◆ Assigned task ◆
Copy each line of the data beneath in which the word "like" appears.

═════ Data

PR #360, opened 2019-09-25
Update MeasurementOption.js

aso777:
- Fixed an issue with Firefox firing additional onBlur after onFocus preventing user entry of scale.

### DIFF
--- a/src/components/MeasurementOption/MeasurementOption.js
+++ b/src/components/MeasurementOption/MeasurementOption.js
@@ -2,6 +2,7 @@ import React from 'react';
 import { connect } from 'react-redux';
 import PropTypes from 'prop-types';
 import { withTranslation } from 'react-i18next';
+import { isFirefox } from 'helpers/device';
 import i18next from 'i18next';
 
 import selectors from 'selectors';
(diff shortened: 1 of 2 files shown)


src/components/MeasurementOption/MeasurementOption.js
```diff
@@ -114,6 +114,51 @@ class MeasurementOption extends React.Component {
     this.setState(state => ({ isEditing: !state.isEditing }));
   };
 
+  renderScaleInput = (type, val) => {
+    /**
+     * There is a bug with Firefox 69 where after onFocus, it calls onBlur right away. Remove after the issue resolved.
+     */
+    const isFirefox = typeof InstallTrigger !== 'undefined';
```
ZhijieZhang: I can verify the issue is fixed!

I have one question about this line. I'm not sure why we are using `InstallTrigger` to check if it's FF.
Can we use `navigator.userAgent` to check the type of browser? Also, could you move this to `device.js`, just like `isIE11`. Thanks!

aso777: Thank you! Resolved in a2be101.

PR #370, opened 2019-10-08
Bug fix/tooltip text overflow

achenPDFTron:


achenPDFTron:
Solution came from https://css-tricks.com/snippets/css/prevent-long-urls-from-breaking-out-of-container.

It looked like we were missing one line:
word-break: break-all;
word-break: break-word; // not supported in Edge

achenPDFTron:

══════════

◆ Your response ◆
Can we use `navigator.userAgent` to check the type of browser? Also, could you move this to `device.js`, just like `isIE11`. Thanks!
It looked like we were missing one line:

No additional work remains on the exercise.